On the Inter City trains (the newer, high speed trains with restaurants), there are always at least 2 inspectors, usually 4 during peak times and on the last train. If only two are present, they start at the end of the train each time, and work up all the way to the front. It is often possible to avoid the inspectors on short trips during the day if you sit right up against the front. At each station, they usually just go back to the back again, so you may never even be controlled. It is best not to run or act suspiciously when in front of the inspectors, as they can add a penalty of up to 200 CHF for disrespecting the conductor. Contrary to popular belief, there are railway police agents, and the come to the train station in extreme situations. It is very hard to avoid these fines, however there is one loophole in the system: whenever you see a controller, go to the front of the train, and there should be a kids compartment. In that kids compartment, there is a slide, and under the slide, there is a fairly large area which is big enough to hide a person, yet very hard to spot when walking past. Nevertheless, if you do get caught in this space, the penalties can be quite severe. Seeing as most trains have 2 floors, you could just walk down the stairs (calmly), however, this can arouse suspicion, and the inspector can decide to cut you off on the other side of the wagon.

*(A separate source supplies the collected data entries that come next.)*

PR #221, opened 2019-09-07
Fix grammar

tuxiqae:
"No sudo or yay" => "Not sudo nor yay"


tuxiqae:
Oops, my bad :speak_no_evil:

PR #232, opened 2019-09-29
Added support for Voom for Vim packages

hugoh:
https://github.com/airblade/voom

### DIFF
--- a/src/steps/vim.rs
+++ b/src/steps/vim.rs
@@ -117,3 +117,11 @@ pub fn upgrade_neovim(base_dirs: &BaseDirs, run_type: RunType) -> Result<(), Err
     print_separator(&format!("Neovim ({:?})", plugin_framework));
     upgrade(&nvim, &nvimrc, plugin_framework, run_type)
 }
+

For short journeys, the UK is fairly good for fare-dodging. Quite a few young people get away with not paying fares, particularly when the trains are busy (e.g. at rush hour). Many trains have no inspectors, and rely on entry/exit barriers to validate tickets. Often these are unmonitored, so a quick hop can get you in. They are often open after 9pm (ish). It is increasingly popular for train operators to have standard fines for people caught sans-ticket. These vary from £10 to double the full adult fare (which is a lot!).
A good tip is to look out for 'Permit to Travel' machines. These are designed for people who for whatever reason can't but a normal ticket - the idea is that you buy a Permit to Travel with whatever money you have, then pay the difference later. It shows a general willingness to pay for a ticket - this means that you can escape any fine, so long as you have ample money to pay for a full ticket if caught. The minimum you can put into a machine and get a Permit to Travel is 5p, which is a pretty cheap price to avoid a fine. Also, if you board a train without a ticket and show willingness to pay but just by far not enough money when caught, some inspectors will let you ride for free or be satisfied with your pennies.
Permit to travel machines are largely being phased out by train operators. Those remaining are centred around London and the South East. Locations where some machines are still known to be operating are: London, Thameslink, Kent Coast, Great Northern, Great Eastern, South Western, West Anglia, West Yorkshire, Certain routes around Birmingham.
Ticket inspectors are not allowed, legally, to touch you to wake you up. So put your headphones on and fall asleep. They'll loose interest fast. Be aware some inspectors will try to bump you awake with their ticket machines, or ask the passenger next to you if they could wake you. For destinations with barriers get off at stop before and buy a low cost ticket to the next stop.